As CDS remains an underdiagnosed disease and is believed to have a much greater prevalence with increasing age, a correlation between age and the above-described changes (VISH-DAAL) was examined in cats diagnosed with no disease. These results may reflect a considerable number of undiagnosed cases, as the prevalence of diagnosis and prevalence described in literature strongly disagree.
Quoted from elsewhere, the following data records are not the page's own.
PR #329, opened 2019-02-18
Clarify the difference between @timestamp and event.created

### LINKED ISSUE #326: Clarify @timestamp vs event.created
To quote the current readme from `event.created`:

> event.created contains the date when the event was created.
> This timestamp is distinct from @timestamp in that @timestamp contains the processed timestamp.

If say we take a fake login pseudo-event:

The study implies several limitations. The main limitation of the study is the method used to generate the data. The owner-addressed survey displays only respondent’s perception, which are subjective and do not always reflect reality. Recall bias might be present as behavioral changes before diagnosis were queried retrospectively. Diseases stated have not been confirmed by veterinarians. When diving into groups pre- and postdiagnosis, diagnosis was used to indicate the veterinarian recognition of a specific disease, not the beginning of it. Furthermore, the behavior observed might have been misinterpreted. Additionally, not all respondents answered all questions, therefore some respondents’ data about their cat’s behavior could not be analyzed. Additionally, the survey’s dissemination through veterinary clinics might overrepresent cats with a disease. Being mainly advertised via online platforms, the survey might have not been accessible for owners that have no access to the internet, presumably being elderly cat-owners. Moreover, as common in studies based on a survey women are over-represented in this study. Furthermore, mainly highly engaged pet owners respond more frequently to pet-related surveys. Finally, the possibility of conditioning favorable behavior due to reward or penalty cannot be completely excluded. Further studies are required to investigate the influence of conditioning by cat-owners and the influence of medication on disease-related behavioral changes. To support our results, research including clinical data and comprehensive owner interviews are requisite.

5. Conclusions

Several behavioral changes originate from an underlying systemic disease, potentially serving as early signs of various diseases. Still, the understanding of the physiological and unphysiological behavior by owners is limited, as subtle changes are often overlooked. Many CDS-related symptoms were seen in aged cats with no diagnosed disease, which may indicate an underlying pathological background. Certain behavioral changes, particularly house-soiling and vocalization for unknown reasons, were more prevalent in the diseased cats prior to diagnosis compared to the healthy cats. Furthermore, behavioral associations found before diagnosis in three of the four examined diseases underscore the potential for early recognition, which enables timely intervention. However, behavioral changes are often perceived infrequently, as they are often unspecific or subtle. To detect abnormal from normal, veterinarians need to be familiar with feline behavioral and clinical changes associated with aging. A comprehensive medical history is crucial for cats, as symptoms may not be consciously perceived, not considered as problematic, disregarded as non-pathological, or dismissed as normal aging. To ensure prolongation and enhancement of the quality of life of elderly cats, early recognition of potential diseases is essential for the administration of adequate therapy and management.